--- Data for this exercise Enclosed Below ---

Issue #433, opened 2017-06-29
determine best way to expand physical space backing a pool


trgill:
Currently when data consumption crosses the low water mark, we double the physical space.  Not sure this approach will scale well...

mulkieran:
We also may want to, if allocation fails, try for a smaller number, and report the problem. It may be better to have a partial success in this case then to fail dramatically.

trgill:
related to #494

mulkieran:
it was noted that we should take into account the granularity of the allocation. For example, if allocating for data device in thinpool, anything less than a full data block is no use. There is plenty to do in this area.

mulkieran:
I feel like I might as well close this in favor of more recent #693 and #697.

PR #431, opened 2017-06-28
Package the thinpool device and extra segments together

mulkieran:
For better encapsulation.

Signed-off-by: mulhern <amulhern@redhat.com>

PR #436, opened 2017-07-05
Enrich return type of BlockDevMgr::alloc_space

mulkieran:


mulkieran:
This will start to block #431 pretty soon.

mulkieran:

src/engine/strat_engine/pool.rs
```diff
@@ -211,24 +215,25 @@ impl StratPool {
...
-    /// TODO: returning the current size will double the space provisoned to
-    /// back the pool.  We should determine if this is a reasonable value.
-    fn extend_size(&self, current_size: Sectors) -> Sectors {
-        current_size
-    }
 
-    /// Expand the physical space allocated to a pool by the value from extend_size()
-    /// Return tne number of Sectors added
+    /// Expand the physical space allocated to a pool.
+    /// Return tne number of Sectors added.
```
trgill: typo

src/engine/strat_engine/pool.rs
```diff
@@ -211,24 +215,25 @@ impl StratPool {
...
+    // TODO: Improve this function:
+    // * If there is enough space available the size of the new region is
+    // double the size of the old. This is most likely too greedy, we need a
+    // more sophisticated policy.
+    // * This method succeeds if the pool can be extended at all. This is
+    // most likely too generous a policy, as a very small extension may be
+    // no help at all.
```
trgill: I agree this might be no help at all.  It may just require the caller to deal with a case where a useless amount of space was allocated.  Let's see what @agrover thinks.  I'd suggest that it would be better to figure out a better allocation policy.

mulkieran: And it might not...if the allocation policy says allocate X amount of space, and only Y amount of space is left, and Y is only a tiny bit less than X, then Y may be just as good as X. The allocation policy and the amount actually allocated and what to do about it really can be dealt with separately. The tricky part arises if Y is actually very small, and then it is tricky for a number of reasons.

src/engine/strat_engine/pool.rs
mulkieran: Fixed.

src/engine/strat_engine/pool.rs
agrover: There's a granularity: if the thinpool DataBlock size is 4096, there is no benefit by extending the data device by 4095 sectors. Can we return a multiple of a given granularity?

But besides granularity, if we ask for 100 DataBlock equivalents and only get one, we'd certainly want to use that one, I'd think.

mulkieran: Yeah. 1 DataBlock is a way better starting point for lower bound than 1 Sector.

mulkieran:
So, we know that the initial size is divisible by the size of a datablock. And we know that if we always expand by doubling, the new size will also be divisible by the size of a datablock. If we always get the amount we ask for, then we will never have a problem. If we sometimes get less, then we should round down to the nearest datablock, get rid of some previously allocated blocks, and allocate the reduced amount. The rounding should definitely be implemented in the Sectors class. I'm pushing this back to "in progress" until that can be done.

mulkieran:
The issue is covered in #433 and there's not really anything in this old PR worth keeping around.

--- End of Enclosed Data for this exercise ---

Return each line in the records that holds the string "might".

I feel like I might as well close this in favor of more recent #693 and #697.
trgill: I agree this might be no help at all.  It may just require the caller to deal with a case where a useless amount of space was allocated.  Let's see what @agrover thinks.  I'd suggest that it would be better to figure out a better allocation policy.
mulkieran: And it might not...if the allocation policy says allocate X amount of space, and only Y amount of space is left, and Y is only a tiny bit less than X, then Y may be just as good as X. The allocation policy and the amount actually allocated and what to do about it really can be dealt with separately. The tricky part arises if Y is actually very small, and then it is tricky for a number of reasons.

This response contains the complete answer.